Kepala Dinas Pekerjaan Umum dan Penataan Ruang Papua, Djuli Mambaya, menjelaskan perubahan desain final patung Yesus Kristus, Selasa kemarin, di Jayapura. (Erwin /Koran Harian Pagi Papua)

JAYAPURA (LINTAS PAPUA)  –  Kepala Dinas Pekerjaan Umum dan Penataan Ruang Papua, Djuli Mambaya minta ada proses hukum terhadap oknum Kelompok Kerja (Pokja) jika terbukti terlibat KKN dalam melaksanakan tender pembangunan jalan pendukung menuju Patung Yesus Kristus di Bukit Swaja Kampung Kayu Batu Kota Jayapura.

Hal ini disampaikan Djuli Mambaya via telepon selulernya, kepada harian ini, rabu (15/11/2017) kemarin.

Dengan memproses hukum, lanjut dia, Pokja di Biro Pengadaan Barang dan Jasa Papua akan bekrja lebih professional. Sebab dengan penetapan gagal tender seperti itu, pekerjaan yang semestinya sudah berjalan pada akhirnya harus tertunda.

“Yang pasti pekerjaannya akan molor dari targetnya yang semestinya tuntas pada 2020 saat perhelatan Pekan Olahraga Nasional (PON) 2020. Namun untuk memberi efek jera memang saya rasa perlu ada proses hukum,” terangnya.

Djuli pada kesempatan itu juga menyoroti keputusan Pokja dimana pada saat tender pertama, tak ada perusahaan yang dinyatakan lolos dan memenuhi syarat kualifikasi.

“Sebab dari pengamatan saya sebenarnya ada loh perusahaan yang layak dan bisa mengikuti tender. Sehingga yang bikin saya bertanya-tanya kenapa dinyatakan tidak memenuhi syarat?”.

Ilustrasi Patung Yesus di Pulau Mansinam Manokwari. (kilkhotel.com)

“Saya bahkan sudah sempat mempertanyakan hal itu kepada pihak Biro Layanan Pengadaan Barang dan Jsa Papua. Namun tetap Pokja melakukan lelang untuk kedua kali, namun juga disebut gagal tender karena diduga ada permainan orang dalam dengan salah satu perusahaan. Untuk itu saya harap hal ini tak lagi terjadi karena sangat menghambat,” sebutnya.

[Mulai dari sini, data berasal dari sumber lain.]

PR #12, opened 2016-10-25
PLT-4430 improve channel switching

enahum:
This changes the API's to return only the channels for `getChannels` and `getMoreChannels` and adds a new API `/channels/unread` that returns only the unread messages and mentions count for the channels if there are any


jwilander:
I need to update this to match changes in the platform PR

jwilander:
Closing to resubmit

Sebelumnya, proyek pembangunan jalan pendukung menuju Patung Yesus Kristus dinyatakan gagal tender oleh Pokja Biro Layanan Pengadaan Barang dan Jasa Papua.

Diduga gagal tender terjadi karena dugaan persekongkolan oleh salah satu oknum Anggota Pokja pengadaan dengan salah satu peserta tender yang disebut-sebut sebagai kontraktor yang dijagokan sebagai pemenang.(Erwin / Koran Harian Pagi Papua)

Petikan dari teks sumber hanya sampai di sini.